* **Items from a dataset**
PR #413, opened 2018-06-06
[KIALI-850] Add redux-persist library

aljesusg:
Added library redux-persist 

[Kiali-850](https://issues.jboss.org/browse/KIALI-850)


aljesusg:
Thanks @mtho11 after merge I'll remove the label in the other PR

PR #414, opened 2018-06-06
KIALI-741 fix chart height issue due to large legend

jotak:
Note, this is certainly not a perfect patch. Charts still appear somewhat inconsistent because they may have different heights - which makes them not always aligned. I'm pretty sure we'll get some complains about that :)

However this is IMO still much better than the current state as described in the jira issue ( https://issues.jboss.org/browse/KIALI-741 ), having charts completely unreadable. And I do not have a better solution so far, but if anyone has ideas please let me know.


jotak:
Screenshot:
Screenshot

PR #417, opened 2018-06-06
KIALI-731: Add button to show YAML of route rules, etc.

israel-hdez:
For route rules, destination policies, destination rules and virtual
services.

This is how it looks for route rules:
image

For destination policies, virtual services and destination rules, it looks like this:
image

### DIFF
--- a/src/pages/ServiceDetails/ServiceInfo/ServiceInfoDestinationPolicies.tsx
+++ b/src/pages/ServiceDetails/ServiceInfo/ServiceInfoDestinationPolicies.tsx
@@ -1,5 +1,5 @@
 import * as React from 'react';
-import { Col, Row } from 'patternfly-react';
+import { Col, Row, Icon } from 'patternfly-react';
 import { DestinationPolicy, EditorLink } from '../../../types/ServiceInfo';
 import LocalTime from '../../../components/Time/LocalTime';
 import DetailObject from '../../../components/Details/DetailObject';
@@ -23,9 +23,12 @@ class ServiceInfoDestinationPolicies extends React.Component<ServiceInfoDestinat
               return (
                 <div className="card-pf-body" key={'rule' + i}>
                   <div>
-                    <h3>
-                      <Link to={this.props.editorLink + '?destinationpolicy=' + dPolicy.name}>{dPolicy.name}</Link>
-                    </h3>
+                    <h3>{dPolicy.name}</h3>
+                  </div>
+                  <div>
+                    <Link to={this.props.editorLink + '?destinationpolicy=' + dPolicy.name}>
+                      Show Yaml <Icon name="angle-double-right" />
+                    </Link>
                   </div>
                   <div>
                     <strong>Created at</strong>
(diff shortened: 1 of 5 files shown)


israel-hdez:
@lucasponce I've changed the button to an explicit link. I hope this is good enough to be merged. If we get UX feedback, I can change it again.

lucasponce:
@israel-hdez I think there is a problem with this link in terms of UX.
If the assume that the rule is to add this link, we need to refactor all places in Istio Config, too.
UX should use same representation of an element in all places, not only of this, for that we need to @serenamarie125 or @abonas to lead this.

Personally, I think the previous page where the title has the link in a greater style as @xeviknal worked.
So, I don't see the need for this change.

For that, UX should drive this, because there is not an agreement about what should be, and I guess we are all in the same page related we can't mix different styles for same UX use case, that would be more confusing to the end user.

israel-hdez:
@lucasponce Ok, I wasn't seeing the problem. Then, let's wait for UX feedback.
Probably, this PR and the related jira can be closed if the header is enough.

serenamarie125:
@israel-hdez I'm sorry, I'm confused as to what was added as part of this PR - is it the Show YAML link?
And what happens when the link is selected?  Any chance you can use recordit, or some animated gif to show the user flow?

lucasponce:
@serenamarie125, the main discussion on this PR is about the style / UX for the access into the ACE editor.
Today, we can see the yaml from ServiceDetails and from Istio Config.
On ServiceDetails, clicking on the link of the name is the way to access, in the same case it happens when navigating to others objects from the Istio Config; in special Istio Rules, as those objects have multiple instances.

So, main request was to add a "show the yaml" button/link in the ServiceDetails, but that breaks the use case in Istio Config. Then, the main point is to define how to access to that.

We have used patternfly link as standard way, for example, some screenshots in the ServiceDetails:
image
image
And others in the IstioConfig -> Rules:
image
image

So, personally I have no prefence, in OpenShift console, it is used a button "Edit YAML" to mark this action at the right of a list, but on this case, we don't have a "Edit" action, but just a "See" as content is note editable yet. That was the rationale to use a link in first attempt.

Any proposal should take into consideration the Istio Config section to use the same UX solution per same use case (access to the yaml details).

I hope then this discussion is more clear.

lucasponce:
An additional comment: the link pattern is used for similar scenarios as well.
For example, in the tab sources to link with related services.
image
So, we are not adding a "go to the service XYZ" link, it is implicit that clicking in the service name, it navigates to it.

mwringe:
Design issue opened here: https://github.com/kiali/kiali-design/issues/4

Lets discuss it more in there.

lucasponce:
From kiali/kiali-design#4 @serenamarie125 has proposed some mockups that will involve some refactors in the Service Details and Istio Config pages.
We can rebase this PR and accept it as a provisional solution until the UXD changes are addressed.
@israel-hdez let me know what do you think.
Thanks.

israel-hdez:
@lucasponce Rebased, for provisional solution.

PR #420, opened 2018-06-07
Fix login, check the token is still valid after refresh

aljesusg:
Redux-persist store the state in the localstorage, If you try later or with another build the token can fail if pass the expiredTime but you still have this information in localStorage and this avoid the login.

Now there is a validation of the token, If it's not valid you'll need login again. After we can use this "checkCredentials" to validate the session-timeout too


src/config.ts
```diff
@@ -45,6 +45,19 @@ export const config = () => {
 
 export const KEY_CODES = { TAB_KEY: 9, ENTER_KEY: 13, ESCAPE_KEY: 27 };
 
+export const HTTP_CODES = {
```
mtho11: Can we put the `HTTP_CODES` in its own in the `types` directory. I think this would be useful for others as well.

aljesusg: we should put KEY_CODES too I think.

aljesusg: Moved to types/Common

* **Your task**
Copy, word for word, the line that contains "I hope then this discussion is more clear." and every line after it through the end of the records, and nothing else.

* **Task output**
I hope then this discussion is more clear.

lucasponce:
An additional comment: the link pattern is used for similar scenarios as well.
For example, in the tab sources to link with related services.
image
So, we are not adding a "go to the service XYZ" link, it is implicit that clicking in the service name, it navigates to it.

mwringe:
Design issue opened here: https://github.com/kiali/kiali-design/issues/4

Lets discuss it more in there.

lucasponce:
From kiali/kiali-design#4 @serenamarie125 has proposed some mockups that will involve some refactors in the Service Details and Istio Config pages.
We can rebase this PR and accept it as a provisional solution until the UXD changes are addressed.
@israel-hdez let me know what do you think.
Thanks.

israel-hdez:
@lucasponce Rebased, for provisional solution.

PR #420, opened 2018-06-07
Fix login, check the token is still valid after refresh

aljesusg:
Redux-persist store the state in the localstorage, If you try later or with another build the token can fail if pass the expiredTime but you still have this information in localStorage and this avoid the login.

Now there is a validation of the token, If it's not valid you'll need login again. After we can use this "checkCredentials" to validate the session-timeout too


src/config.ts
```diff
@@ -45,6 +45,19 @@ export const config = () => {
 
 export const KEY_CODES = { TAB_KEY: 9, ENTER_KEY: 13, ESCAPE_KEY: 27 };
 
+export const HTTP_CODES = {
```
mtho11: Can we put the `HTTP_CODES` in its own in the `types` directory. I think this would be useful for others as well.

aljesusg: we should put KEY_CODES too I think.

aljesusg: Moved to types/Common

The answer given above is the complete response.